TASK REQUIREMENTS = Copy every line from the records below that holds the word "MessagePort".

** EXTRACTED RECORDS follows **

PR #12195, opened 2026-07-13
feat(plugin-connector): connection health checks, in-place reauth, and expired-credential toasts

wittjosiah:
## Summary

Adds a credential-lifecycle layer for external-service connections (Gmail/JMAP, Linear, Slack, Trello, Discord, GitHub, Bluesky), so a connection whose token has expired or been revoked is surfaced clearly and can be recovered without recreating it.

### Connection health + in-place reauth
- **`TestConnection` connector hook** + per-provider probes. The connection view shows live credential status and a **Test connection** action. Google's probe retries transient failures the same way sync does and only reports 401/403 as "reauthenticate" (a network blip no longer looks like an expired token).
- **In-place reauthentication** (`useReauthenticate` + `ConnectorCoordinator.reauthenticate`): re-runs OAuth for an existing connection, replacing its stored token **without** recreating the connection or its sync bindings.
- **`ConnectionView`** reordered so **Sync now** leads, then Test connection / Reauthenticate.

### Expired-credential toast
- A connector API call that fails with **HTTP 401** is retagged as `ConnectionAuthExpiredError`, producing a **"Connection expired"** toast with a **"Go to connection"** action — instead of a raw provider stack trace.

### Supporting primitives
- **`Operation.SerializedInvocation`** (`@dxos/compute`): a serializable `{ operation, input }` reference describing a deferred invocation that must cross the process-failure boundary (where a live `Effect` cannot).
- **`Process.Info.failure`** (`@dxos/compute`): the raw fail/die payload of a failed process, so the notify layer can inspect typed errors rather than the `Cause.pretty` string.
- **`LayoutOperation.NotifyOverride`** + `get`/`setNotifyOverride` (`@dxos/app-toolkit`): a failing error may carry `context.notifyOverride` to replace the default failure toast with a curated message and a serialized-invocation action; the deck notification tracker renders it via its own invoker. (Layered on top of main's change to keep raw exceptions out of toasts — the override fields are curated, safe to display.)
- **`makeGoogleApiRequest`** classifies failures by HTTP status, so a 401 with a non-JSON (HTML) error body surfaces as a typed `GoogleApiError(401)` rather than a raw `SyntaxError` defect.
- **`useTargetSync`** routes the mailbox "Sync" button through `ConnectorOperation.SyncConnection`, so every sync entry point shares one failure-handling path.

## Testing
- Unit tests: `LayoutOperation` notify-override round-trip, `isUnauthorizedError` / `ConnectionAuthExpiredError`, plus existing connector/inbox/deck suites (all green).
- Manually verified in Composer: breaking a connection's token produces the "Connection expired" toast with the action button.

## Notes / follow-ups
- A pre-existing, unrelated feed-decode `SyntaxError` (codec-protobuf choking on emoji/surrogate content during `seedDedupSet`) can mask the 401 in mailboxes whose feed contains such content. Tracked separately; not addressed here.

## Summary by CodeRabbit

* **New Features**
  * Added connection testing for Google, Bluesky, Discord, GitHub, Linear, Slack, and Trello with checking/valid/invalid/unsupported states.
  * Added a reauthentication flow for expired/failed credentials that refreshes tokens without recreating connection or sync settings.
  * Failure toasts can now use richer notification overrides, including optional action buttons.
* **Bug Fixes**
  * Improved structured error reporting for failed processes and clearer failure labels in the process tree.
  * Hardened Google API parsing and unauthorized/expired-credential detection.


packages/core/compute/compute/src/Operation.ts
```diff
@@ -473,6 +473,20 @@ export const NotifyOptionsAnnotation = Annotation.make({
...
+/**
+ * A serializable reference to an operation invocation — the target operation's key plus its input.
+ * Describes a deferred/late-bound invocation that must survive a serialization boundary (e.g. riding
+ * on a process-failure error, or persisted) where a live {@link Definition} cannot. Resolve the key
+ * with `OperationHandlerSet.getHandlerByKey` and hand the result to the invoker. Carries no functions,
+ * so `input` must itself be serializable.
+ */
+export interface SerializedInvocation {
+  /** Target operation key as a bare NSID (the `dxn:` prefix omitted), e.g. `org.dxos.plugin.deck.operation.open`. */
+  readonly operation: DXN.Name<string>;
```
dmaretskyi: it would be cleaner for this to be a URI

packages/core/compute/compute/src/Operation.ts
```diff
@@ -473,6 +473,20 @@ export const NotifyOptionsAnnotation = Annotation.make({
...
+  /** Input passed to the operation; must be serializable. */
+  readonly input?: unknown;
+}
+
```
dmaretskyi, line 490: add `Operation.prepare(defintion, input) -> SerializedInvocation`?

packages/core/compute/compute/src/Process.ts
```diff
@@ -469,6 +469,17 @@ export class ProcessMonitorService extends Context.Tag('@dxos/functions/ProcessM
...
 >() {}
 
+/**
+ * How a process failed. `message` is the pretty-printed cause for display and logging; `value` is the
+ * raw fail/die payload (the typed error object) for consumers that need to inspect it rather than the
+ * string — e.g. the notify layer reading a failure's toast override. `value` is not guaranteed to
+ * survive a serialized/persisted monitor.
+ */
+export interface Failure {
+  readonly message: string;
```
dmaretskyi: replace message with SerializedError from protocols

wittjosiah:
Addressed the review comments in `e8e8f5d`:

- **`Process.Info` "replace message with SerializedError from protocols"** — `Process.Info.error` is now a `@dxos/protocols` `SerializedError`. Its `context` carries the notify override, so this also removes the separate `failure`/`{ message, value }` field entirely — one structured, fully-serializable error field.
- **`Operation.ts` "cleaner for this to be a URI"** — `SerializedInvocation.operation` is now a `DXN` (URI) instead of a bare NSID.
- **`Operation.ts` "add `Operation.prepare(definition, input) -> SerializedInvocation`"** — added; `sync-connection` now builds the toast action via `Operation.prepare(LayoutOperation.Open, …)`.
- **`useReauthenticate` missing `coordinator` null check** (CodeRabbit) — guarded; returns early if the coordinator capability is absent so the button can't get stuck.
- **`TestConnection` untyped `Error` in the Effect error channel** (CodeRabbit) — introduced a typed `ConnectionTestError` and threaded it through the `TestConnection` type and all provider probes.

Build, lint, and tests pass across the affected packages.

** End of EXTRACTED RECORDS **
** EXTRACTED RECORDS follows **

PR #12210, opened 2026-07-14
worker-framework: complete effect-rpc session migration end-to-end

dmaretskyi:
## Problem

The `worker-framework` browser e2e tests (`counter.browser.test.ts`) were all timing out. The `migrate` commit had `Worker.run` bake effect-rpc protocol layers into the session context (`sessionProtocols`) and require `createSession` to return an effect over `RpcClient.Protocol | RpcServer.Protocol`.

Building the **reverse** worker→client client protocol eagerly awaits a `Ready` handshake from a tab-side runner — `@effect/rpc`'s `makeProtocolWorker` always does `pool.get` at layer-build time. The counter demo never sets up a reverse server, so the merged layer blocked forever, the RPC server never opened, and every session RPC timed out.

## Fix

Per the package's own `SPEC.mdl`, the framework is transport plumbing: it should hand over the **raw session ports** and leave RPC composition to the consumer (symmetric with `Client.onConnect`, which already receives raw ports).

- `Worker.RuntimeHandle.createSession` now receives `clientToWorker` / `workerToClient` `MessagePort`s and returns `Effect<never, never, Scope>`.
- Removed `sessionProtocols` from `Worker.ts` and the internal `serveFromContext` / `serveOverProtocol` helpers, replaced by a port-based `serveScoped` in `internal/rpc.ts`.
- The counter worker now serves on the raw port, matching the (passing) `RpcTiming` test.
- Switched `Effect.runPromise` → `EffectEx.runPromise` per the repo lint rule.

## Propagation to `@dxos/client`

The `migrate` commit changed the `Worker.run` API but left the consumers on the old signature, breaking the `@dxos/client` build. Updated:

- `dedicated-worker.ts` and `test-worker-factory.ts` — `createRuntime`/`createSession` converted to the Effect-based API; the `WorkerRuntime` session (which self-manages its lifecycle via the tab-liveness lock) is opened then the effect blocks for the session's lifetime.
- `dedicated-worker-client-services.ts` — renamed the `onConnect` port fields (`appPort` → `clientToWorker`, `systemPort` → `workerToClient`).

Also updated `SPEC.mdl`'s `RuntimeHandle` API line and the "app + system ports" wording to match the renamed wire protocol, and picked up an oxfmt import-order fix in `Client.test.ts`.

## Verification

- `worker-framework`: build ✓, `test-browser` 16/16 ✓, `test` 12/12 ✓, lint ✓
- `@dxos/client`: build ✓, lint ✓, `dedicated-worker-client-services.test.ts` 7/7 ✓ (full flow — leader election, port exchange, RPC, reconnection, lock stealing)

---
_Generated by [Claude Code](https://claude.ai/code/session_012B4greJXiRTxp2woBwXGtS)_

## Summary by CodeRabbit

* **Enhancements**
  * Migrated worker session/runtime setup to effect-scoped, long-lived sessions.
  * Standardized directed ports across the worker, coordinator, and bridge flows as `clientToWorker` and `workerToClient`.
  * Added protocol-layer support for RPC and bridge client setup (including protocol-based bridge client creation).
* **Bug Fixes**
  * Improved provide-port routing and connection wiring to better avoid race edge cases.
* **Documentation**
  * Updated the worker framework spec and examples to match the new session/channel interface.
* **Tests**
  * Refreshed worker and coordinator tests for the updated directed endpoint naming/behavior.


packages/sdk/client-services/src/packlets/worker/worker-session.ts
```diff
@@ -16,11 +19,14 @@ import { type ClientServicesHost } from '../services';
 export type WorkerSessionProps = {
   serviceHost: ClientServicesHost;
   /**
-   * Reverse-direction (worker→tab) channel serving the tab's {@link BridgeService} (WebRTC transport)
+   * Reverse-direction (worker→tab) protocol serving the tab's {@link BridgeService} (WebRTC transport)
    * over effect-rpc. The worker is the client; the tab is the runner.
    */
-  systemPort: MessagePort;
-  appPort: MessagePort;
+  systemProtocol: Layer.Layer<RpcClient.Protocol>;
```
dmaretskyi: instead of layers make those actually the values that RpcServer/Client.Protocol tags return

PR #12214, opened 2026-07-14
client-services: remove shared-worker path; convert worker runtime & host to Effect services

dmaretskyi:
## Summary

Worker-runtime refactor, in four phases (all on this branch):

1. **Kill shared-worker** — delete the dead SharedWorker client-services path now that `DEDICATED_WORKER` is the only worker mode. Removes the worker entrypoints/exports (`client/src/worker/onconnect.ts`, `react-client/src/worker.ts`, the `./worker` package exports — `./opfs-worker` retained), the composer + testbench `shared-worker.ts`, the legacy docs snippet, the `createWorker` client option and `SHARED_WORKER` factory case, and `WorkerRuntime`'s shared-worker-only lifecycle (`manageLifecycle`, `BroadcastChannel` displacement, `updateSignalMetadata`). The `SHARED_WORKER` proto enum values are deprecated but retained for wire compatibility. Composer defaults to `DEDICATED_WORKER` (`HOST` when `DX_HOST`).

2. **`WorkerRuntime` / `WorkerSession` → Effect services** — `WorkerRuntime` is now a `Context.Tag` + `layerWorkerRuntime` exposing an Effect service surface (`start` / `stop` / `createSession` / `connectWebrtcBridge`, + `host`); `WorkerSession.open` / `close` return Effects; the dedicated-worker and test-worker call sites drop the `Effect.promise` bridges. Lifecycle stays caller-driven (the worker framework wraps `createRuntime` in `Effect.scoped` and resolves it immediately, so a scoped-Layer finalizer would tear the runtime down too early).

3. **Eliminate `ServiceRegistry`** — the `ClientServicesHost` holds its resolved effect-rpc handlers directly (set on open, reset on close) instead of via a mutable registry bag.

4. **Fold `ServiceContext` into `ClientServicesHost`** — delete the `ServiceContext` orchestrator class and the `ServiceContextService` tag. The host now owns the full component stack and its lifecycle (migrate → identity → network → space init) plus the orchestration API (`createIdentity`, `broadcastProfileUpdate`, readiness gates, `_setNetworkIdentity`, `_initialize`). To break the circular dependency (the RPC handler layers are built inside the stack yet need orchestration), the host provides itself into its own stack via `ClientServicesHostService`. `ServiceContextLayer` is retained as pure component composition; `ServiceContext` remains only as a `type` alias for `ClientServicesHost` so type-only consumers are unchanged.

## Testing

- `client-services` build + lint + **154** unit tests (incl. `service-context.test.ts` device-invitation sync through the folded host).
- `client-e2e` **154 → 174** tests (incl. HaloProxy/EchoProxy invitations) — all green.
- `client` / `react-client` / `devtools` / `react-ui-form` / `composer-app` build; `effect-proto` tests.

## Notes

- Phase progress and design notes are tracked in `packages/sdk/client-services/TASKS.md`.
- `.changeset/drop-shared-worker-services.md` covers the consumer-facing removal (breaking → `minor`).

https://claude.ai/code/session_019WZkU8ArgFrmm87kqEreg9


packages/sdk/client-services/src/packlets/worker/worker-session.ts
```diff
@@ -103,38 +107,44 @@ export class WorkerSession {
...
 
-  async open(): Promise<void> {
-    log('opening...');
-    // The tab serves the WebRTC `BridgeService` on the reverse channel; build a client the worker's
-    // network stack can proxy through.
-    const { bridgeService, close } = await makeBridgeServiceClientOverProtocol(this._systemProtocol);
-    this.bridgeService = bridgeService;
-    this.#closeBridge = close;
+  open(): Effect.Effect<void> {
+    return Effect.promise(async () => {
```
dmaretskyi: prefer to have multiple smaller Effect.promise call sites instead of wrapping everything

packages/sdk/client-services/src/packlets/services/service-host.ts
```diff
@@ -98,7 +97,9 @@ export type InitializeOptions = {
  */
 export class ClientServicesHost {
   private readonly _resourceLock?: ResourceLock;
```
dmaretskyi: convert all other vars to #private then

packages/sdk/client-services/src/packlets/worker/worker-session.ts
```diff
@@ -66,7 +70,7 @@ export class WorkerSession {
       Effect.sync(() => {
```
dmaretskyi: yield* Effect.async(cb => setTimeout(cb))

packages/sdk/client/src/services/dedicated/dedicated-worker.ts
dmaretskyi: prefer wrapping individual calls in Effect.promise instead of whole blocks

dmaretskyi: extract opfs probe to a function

** End of EXTRACTED RECORDS **

ANSWER SPACE =
- `Worker.RuntimeHandle.createSession` now receives `clientToWorker` / `workerToClient` `MessagePort`s and returns `Effect<never, never, Scope>`.
-  systemPort: MessagePort;
-  appPort: MessagePort;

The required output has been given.